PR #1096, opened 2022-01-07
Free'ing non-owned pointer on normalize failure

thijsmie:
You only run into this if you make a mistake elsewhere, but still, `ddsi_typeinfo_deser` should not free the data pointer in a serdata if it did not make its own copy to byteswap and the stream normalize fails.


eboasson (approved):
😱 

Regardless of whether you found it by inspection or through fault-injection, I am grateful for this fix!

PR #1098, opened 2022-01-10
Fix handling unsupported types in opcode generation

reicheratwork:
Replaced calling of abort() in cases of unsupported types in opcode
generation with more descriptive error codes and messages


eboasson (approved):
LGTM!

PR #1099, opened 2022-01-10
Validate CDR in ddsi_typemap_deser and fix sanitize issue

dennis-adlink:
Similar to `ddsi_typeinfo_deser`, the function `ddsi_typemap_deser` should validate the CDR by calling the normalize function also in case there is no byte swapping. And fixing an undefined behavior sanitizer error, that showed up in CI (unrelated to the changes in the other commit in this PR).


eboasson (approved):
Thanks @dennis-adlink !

==

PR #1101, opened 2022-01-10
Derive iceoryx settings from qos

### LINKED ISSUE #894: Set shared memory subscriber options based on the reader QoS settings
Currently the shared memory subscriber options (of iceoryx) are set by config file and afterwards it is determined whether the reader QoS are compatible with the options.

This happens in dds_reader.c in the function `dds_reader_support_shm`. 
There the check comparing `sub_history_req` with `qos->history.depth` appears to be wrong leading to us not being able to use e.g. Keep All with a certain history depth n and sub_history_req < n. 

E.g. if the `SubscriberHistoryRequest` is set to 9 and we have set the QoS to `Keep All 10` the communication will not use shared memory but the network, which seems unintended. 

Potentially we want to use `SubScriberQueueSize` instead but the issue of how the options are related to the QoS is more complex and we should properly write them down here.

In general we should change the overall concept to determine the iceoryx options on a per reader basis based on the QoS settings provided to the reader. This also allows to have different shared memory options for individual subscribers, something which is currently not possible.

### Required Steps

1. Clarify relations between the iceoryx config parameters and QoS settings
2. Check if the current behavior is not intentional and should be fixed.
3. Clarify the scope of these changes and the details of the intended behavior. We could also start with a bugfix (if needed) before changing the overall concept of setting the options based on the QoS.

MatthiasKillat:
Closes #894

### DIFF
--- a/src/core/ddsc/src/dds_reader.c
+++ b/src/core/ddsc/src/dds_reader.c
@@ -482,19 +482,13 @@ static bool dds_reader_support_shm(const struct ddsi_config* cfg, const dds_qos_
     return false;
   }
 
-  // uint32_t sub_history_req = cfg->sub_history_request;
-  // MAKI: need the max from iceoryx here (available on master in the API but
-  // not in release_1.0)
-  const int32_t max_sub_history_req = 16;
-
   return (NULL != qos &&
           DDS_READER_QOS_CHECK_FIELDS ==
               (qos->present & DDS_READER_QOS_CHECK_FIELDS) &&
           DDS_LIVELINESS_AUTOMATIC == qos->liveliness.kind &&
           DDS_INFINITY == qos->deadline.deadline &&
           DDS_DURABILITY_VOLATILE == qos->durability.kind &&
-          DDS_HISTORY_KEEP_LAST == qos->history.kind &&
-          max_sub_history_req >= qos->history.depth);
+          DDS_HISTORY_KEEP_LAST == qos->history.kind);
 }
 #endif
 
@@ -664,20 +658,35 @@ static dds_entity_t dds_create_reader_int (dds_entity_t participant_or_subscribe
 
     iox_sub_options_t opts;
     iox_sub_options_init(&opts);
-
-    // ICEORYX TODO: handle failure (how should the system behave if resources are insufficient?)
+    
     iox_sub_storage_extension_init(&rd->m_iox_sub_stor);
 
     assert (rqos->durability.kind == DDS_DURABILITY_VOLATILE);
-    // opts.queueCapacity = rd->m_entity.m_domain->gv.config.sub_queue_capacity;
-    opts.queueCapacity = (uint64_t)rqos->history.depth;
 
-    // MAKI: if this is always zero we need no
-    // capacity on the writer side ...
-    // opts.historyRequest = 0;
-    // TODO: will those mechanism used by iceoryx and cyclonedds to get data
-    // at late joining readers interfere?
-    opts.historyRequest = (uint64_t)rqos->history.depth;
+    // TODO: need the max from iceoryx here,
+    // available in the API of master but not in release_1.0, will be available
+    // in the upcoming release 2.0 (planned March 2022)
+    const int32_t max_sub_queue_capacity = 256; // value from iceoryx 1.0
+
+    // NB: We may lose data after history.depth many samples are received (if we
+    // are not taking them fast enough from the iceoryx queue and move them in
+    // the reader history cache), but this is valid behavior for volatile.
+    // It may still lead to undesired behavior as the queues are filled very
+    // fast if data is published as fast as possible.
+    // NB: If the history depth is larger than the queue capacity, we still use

» **Work instructions**: Find the word "changes" in the entries above and gather every line that holds it.

» **Written answer**:
Similar to `ddsi_typeinfo_deser`, the function `ddsi_typemap_deser` should validate the CDR by calling the normalize function also in case there is no byte swapping. And fixing an undefined behavior sanitizer error, that showed up in CI (unrelated to the changes in the other commit in this PR).
3. Clarify the scope of these changes and the details of the intended behavior. We could also start with a bugfix (if needed) before changing the overall concept of setting the options based on the QoS.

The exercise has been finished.